CSE 228: Lecture 12
Video On Demand
Scalability
Let's extend the idea of a digital video store proposed in the last lecture. If we want to make this a scalable service that can extend to provide video on demand to a very large number of users, how do we proceed?
There was a study done about movie rentals that shows that 90% of all rentals are for the top 10% of movies. This is very good news for our system if we can somehow take advantage of it. However, despite the fact that many users want the same movie, most of them will want to watch it at different times during the day, a problem for us to consider.
Architecture
Let's say that we have a main storage server that stores all movies in one place, and a set of users that will want to watch some of those movies at various times during the day.
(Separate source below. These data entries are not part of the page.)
PR #2238, opened 2024-09-03
MCR 3174 fix pmd issues in mycore sword

Antoniafriedrich:
[Link to jira](https://mycore.atlassian.net/browse/MCR-3174).

### DIFF
--- a/mycore-sword/src/main/java/org/mycore/sword/MCRSwordUtil.java
+++ b/mycore-sword/src/main/java/org/mycore/sword/MCRSwordUtil.java
@@ -230,18 +230,18 @@ public class MCRSwordUtil {
 
         final Path zipTempFile = Files.createTempFile("swordv2_", fileName);
         MessageDigest md5Digest = null;
-
+        InputStream digestedInputStream=inputStream;
         if (checkMd5 != null) {
             try {
                 md5Digest = MessageDigest.getInstance("MD5");
-                inputStream = new DigestInputStream(inputStream, md5Digest);
+                digestedInputStream = new DigestInputStream(inputStream, md5Digest);
             } catch (NoSuchAlgorithmException e) {
                 MCRTransactionHelper.beginTransaction();
                 throw new MCRConfigurationException("No MD5 available!", e);
             }
         }
 
-        Files.copy(inputStream, zipTempFile, StandardCopyOption.REPLACE_EXISTING);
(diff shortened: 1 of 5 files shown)


mycore-sword/src/main/java/org/mycore/sword/MCRSwordUtil.java
```diff
@@ -572,10 +576,6 @@ static void addEditMediaLinks(String collection, DepositReceipt depositReceipt,
         }
     }
 
-    public interface MCRFileValidator {
```
toKrause, line 575: Why has this public interface  been removed while fixing `AvoidReassigningParameters`?

mycore-sword/src/main/java/org/mycore/sword/MCRSwordUtil.java
```diff
@@ -178,7 +176,6 @@ public static MediaResource getZippedDerivateMediaResource(String object) {
     }
 
     private static void addDirectoryToZip(ZipArchiveOutputStream zipOutputStream, Path directory) {
-        MCRSession currentSession = MCRSessionMgr.getCurrentSession();
```
toKrause, line 181: `MCRSessionMgr#getCurrentSession()` has a potential side effect. Not sure if removing the method call is okay here.

mycore-sword/src/main/java/org/mycore/sword/MCRSwordUtil.java
Antoniafriedrich: Just checked it. It seems to be in line 376 now. I am not sure why it is marked as deleted here but it is still there.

If we have enough users, it will be impossible for this one server to support all of them. How can we take advantage of the locality implied when 90% of the users want the top 10% of movies? In computer architecture, we use caching to take advantage of locality when accessing the hard disk and memory system, let's try something similar here.
In order to construct the cache, we will need to have a storage provider. This storage provider will sit in between the main server and the users and will attempt to cache the movies in a manner that will provide the video on demand services to the users below it efficiently.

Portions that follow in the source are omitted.